> _Problem details_:
Write out the data again in full, keeping every character the same.

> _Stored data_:
Issue #620, opened 2024-08-26
[Bug] Workflow cancellation can be swallowed


cretz:
### Describe the bug

In Python if a cancellation is requested of a workflow with a short-lived activity, and that activity completes during cancellation (unsure if you have to set cancellation type as wait on the activity), the cancellation is effectively swallowed. This occurs for any Python asyncio where cancellation is used, if the awaiting thing swallows cancellation it's like it never happened.

This is probably just existing, unfortunate Python behavior we have to document. We need to at least confirm if it is only for wait-cancel cancellation types or try-cancel too.

lambyqq:
Here's some test code that could reproduce this:
```
@activity.defn
async def short_activity_async():
   delay = random.uniform(0.05, 0.15)  # 50~150ms delay
   await asyncio.sleep(delay)


@activity.defn
def short_activity_sync():
   delay = random.uniform(0.05, 0.15)  # 50~150ms delay
   sleep(delay)


@workflow.defn
class ShortActivityWorkflow:
   @workflow.run
   async def run(self, total_seconds: float = 10.0):
       end = workflow.now() + timedelta(seconds=total_seconds)
       while True:
           await workflow.execute_activity(
               short_activity_async,
               schedule_to_close_timeout=timedelta(seconds=10))
           await workflow.execute_activity(
               short_activity_sync,
               schedule_to_close_timeout=timedelta(seconds=10))
           if workflow.now() > end:
               break


@pytest.mark.asyncio
async def test_workflow_cancellation():
   ...
   client: Client = ...
   async with Worker(
           client,
           task_queue='test-wf-cancellation-task-queue',
           workflows=[ShortActivityWorkflow],
           activities=[short_activity_async, short_activity_sync],
           activity_executor=ThreadPoolExecutor(max_workers=1)
   ):
       for i in range(10):
           wf_duration = random.uniform(5.0, 15.0)
           wf_handle = await client.start_workflow(
               ShortActivityWorkflow.run,
               id=f'short_activity_wf_id-{i}',
               args=[wf_duration],
               task_queue=test_worker_task_queue,
               execution_timeout=timedelta(minutes=1)
           )

           # Cancel wf
           await asyncio.sleep(1.0)
           await wf_handle.cancel()

           with pytest.raises(WorkflowFailureError) as err_info:
               await wf_handle.result()  # failed
           cause = err_info.value.cause
           assert isinstance(cause, CancelledError)
           assert cause.message == 'Workflow cancelled'
```

PR #879, opened 2025-05-29
Swallowed cancellation

tconley1428:
## What was changed
Adding an sdk flag in preparation for respecting workflow cancellation when an activity is completing.

## Why?
It's possible for a cancellation to be silently swallowed without visibility to the user

## Checklist

1. Prepares for #620, which cannot be closed for another release for backwards compatibility.

2. How was this tested:
New replay tests

3. Any docs updates needed?
No


temporalio/common.py
```diff
@@ -1230,3 +1230,9 @@ def _type_hints_from_func(
         # necessarily
         args.append(arg_hint)  # type: ignore
     return args, ret
+
+
+class WorkflowLogicFlag(IntEnum):
+    """Flags that may be set on task/activation completion to differentiate new from old workflow behavior."""
+
+    RAISE_ON_CANCELLING_COMPLETED_ACTIVITY = 1
```
cretz, line 1238: Even though we only think it might be on activities and we struggle to confirm behavior on child workflows, how confident are you that this behavior is not a problem with child workflows? I guess the question is which is a better approach "untestable 'fix' for this for child workflows" or "wait until it may come up to add a separate flag for child workflows at that time"? I am on the fence myself.

temporalio/common.py
```diff
@@ -1230,3 +1230,9 @@ def _type_hints_from_func(
         # necessarily
         args.append(arg_hint)  # type: ignore
     return args, ret
+
+
+class WorkflowLogicFlag(IntEnum):
```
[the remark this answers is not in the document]
tconley1428: I wasn't sure where to put it, but I suppose it is just workflow only.

temporalio/worker/_workflow_instance.py
```diff
@@ -1613,6 +1614,14 @@ async def run_activity() -> Any:
                     # dict with its new seq
                     self._pending_activities[handle._seq] = handle
                 except asyncio.CancelledError:
+                    if handle._result_fut.done():
+                        # TODO in next release, add flag when not replaying
```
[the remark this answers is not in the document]
tconley1428: I wasn't going to have this PR close the issue and leave it open.

tests/worker/test_workflow.py
```diff
@@ -8,6 +8,7 @@
 import logging.handlers
 import os
 import queue
+import random
```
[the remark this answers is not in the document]
tconley1428: Ah, I have a test stashed here that uses it, it will come back with the new tests likely.

tests/worker/test_replayer.py
```diff
@@ -503,3 +505,41 @@ async def test_replayer_alternate_async_ordering() -> None:
...
+
+async def test_swallowed_activity_cancellation() -> None:
+    with (
+        Path(__file__)
+        .with_name("test_replayer_swallowed_activity_cancellation.json")
+        .open() as f
+    ):
+        history = f.read()
+    with pytest.raises(NondeterminismError):
+        await Replayer(
```
cretz, line 542: What happens if you run this with the flag flipped?

tests/worker/test_workflow.py
```diff
@@ -7915,3 +7916,58 @@ async def test_external_activity_cancellation_details(
...
+
+
+async def test_quick_activity_swallows_cancellation(client: Client):
+    async with new_worker(
+        client,
+        QuickActivityWorkflow,
+        activities=[short_activity_async],
+        activity_executor=concurrent.futures.ThreadPoolExecutor(max_workers=1),
+    ) as worker:
+        temporalio.worker._workflow_instance._raise_on_cancelling_completed_activity_override = True
```
cretz, line 7952: Do you need to set this back to false at the end just in case `test_swallowed_activity_cancellation` runs after this?

cretz (approved):
Looks great, thanks! Can see if @dandavison wants to review too

tests/worker/test_workflow.py
dandavison: This should be a `try...finally` I think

> _Reply to the task_:
Issue #620, opened 2024-08-26
[Bug] Workflow cancellation can be swallowed


cretz:
### Describe the bug

In Python if a cancellation is requested of a workflow with a short-lived activity, and that activity completes during cancellation (unsure if you have to set cancellation type as wait on the activity), the cancellation is effectively swallowed. This occurs for any Python asyncio where cancellation is used, if the awaiting thing swallows cancellation it's like it never happened.

This is probably just existing, unfortunate Python behavior we have to document. We need to at least confirm if it is only for wait-cancel cancellation types or try-cancel too.

lambyqq:
Here's some test code that could reproduce this:
```
@activity.defn
async def short_activity_async():
   delay = random.uniform(0.05, 0.15)  # 50~150ms delay
   await asyncio.sleep(delay)


@activity.defn
def short_activity_sync():
   delay = random.uniform(0.05, 0.15)  # 50~150ms delay
   sleep(delay)


@workflow.defn
class ShortActivityWorkflow:
   @workflow.run
   async def run(self, total_seconds: float = 10.0):
       end = workflow.now() + timedelta(seconds=total_seconds)
       while True:
           await workflow.execute_activity(
               short_activity_async,
               schedule_to_close_timeout=timedelta(seconds=10))
           await workflow.execute_activity(
               short_activity_sync,
               schedule_to_close_timeout=timedelta(seconds=10))
           if workflow.now() > end:
               break


@pytest.mark.asyncio
async def test_workflow_cancellation():
   ...
   client: Client = ...
   async with Worker(
           client,
           task_queue='test-wf-cancellation-task-queue',
           workflows=[ShortActivityWorkflow],
           activities=[short_activity_async, short_activity_sync],
           activity_executor=ThreadPoolExecutor(max_workers=1)
   ):
       for i in range(10):
           wf_duration = random.uniform(5.0, 15.0)
           wf_handle = await client.start_workflow(
               ShortActivityWorkflow.run,
               id=f'short_activity_wf_id-{i}',
               args=[wf_duration],
               task_queue=test_worker_task_queue,
               execution_timeout=timedelta(minutes=1)
           )

           # Cancel wf
           await asyncio.sleep(1.0)
           await wf_handle.cancel()

           with pytest.raises(WorkflowFailureError) as err_info:
               await wf_handle.result()  # failed
           cause = err_info.value.cause
           assert isinstance(cause, CancelledError)
           assert cause.message == 'Workflow cancelled'
```

PR #879, opened 2025-05-29
Swallowed cancellation

tconley1428:
## What was changed
Adding an sdk flag in preparation for respecting workflow cancellation when an activity is completing.

## Why?
It's possible for a cancellation to be silently swallowed without visibility to the user

## Checklist

1. Prepares for #620, which cannot be closed for another release for backwards compatibility.

2. How was this tested:
New replay tests

3. Any docs updates needed?
No


temporalio/common.py
```diff
@@ -1230,3 +1230,9 @@ def _type_hints_from_func(
         # necessarily
         args.append(arg_hint)  # type: ignore
     return args, ret
+
+
+class WorkflowLogicFlag(IntEnum):
+    """Flags that may be set on task/activation completion to differentiate new from old workflow behavior."""
+
+    RAISE_ON_CANCELLING_COMPLETED_ACTIVITY = 1
```
cretz, line 1238: Even though we only think it might be on activities and we struggle to confirm behavior on child workflows, how confident are you that this behavior is not a problem with child workflows? I guess the question is which is a better approach "untestable 'fix' for this for child workflows" or "wait until it may come up to add a separate flag for child workflows at that time"? I am on the fence myself.

temporalio/common.py
```diff
@@ -1230,3 +1230,9 @@ def _type_hints_from_func(
         # necessarily
         args.append(arg_hint)  # type: ignore
     return args, ret
+
+
+class WorkflowLogicFlag(IntEnum):
```
[the remark this answers is not in the document]
tconley1428: I wasn't sure where to put it, but I suppose it is just workflow only.

temporalio/worker/_workflow_instance.py
```diff
@@ -1613,6 +1614,14 @@ async def run_activity() -> Any:
                     # dict with its new seq
                     self._pending_activities[handle._seq] = handle
                 except asyncio.CancelledError:
+                    if handle._result_fut.done():
+                        # TODO in next release, add flag when not replaying
```
[the remark this answers is not in the document]
tconley1428: I wasn't going to have this PR close the issue and leave it open.

tests/worker/test_workflow.py
```diff
@@ -8,6 +8,7 @@
 import logging.handlers
 import os
 import queue
+import random
```
[the remark this answers is not in the document]
tconley1428: Ah, I have a test stashed here that uses it, it will come back with the new tests likely.

tests/worker/test_replayer.py
```diff
@@ -503,3 +505,41 @@ async def test_replayer_alternate_async_ordering() -> None:
...
+
+async def test_swallowed_activity_cancellation() -> None:
+    with (
+        Path(__file__)
+        .with_name("test_replayer_swallowed_activity_cancellation.json")
+        .open() as f
+    ):
+        history = f.read()
+    with pytest.raises(NondeterminismError):
+        await Replayer(
```
cretz, line 542: What happens if you run this with the flag flipped?

tests/worker/test_workflow.py
```diff
@@ -7915,3 +7916,58 @@ async def test_external_activity_cancellation_details(
...
+
+
+async def test_quick_activity_swallows_cancellation(client: Client):
+    async with new_worker(
+        client,
+        QuickActivityWorkflow,
+        activities=[short_activity_async],
+        activity_executor=concurrent.futures.ThreadPoolExecutor(max_workers=1),
+    ) as worker:
+        temporalio.worker._workflow_instance._raise_on_cancelling_completed_activity_override = True
```
cretz, line 7952: Do you need to set this back to false at the end just in case `test_swallowed_activity_cancellation` runs after this?

cretz (approved):
Looks great, thanks! Can see if @dandavison wants to review too

tests/worker/test_workflow.py
dandavison: This should be a `try...finally` I think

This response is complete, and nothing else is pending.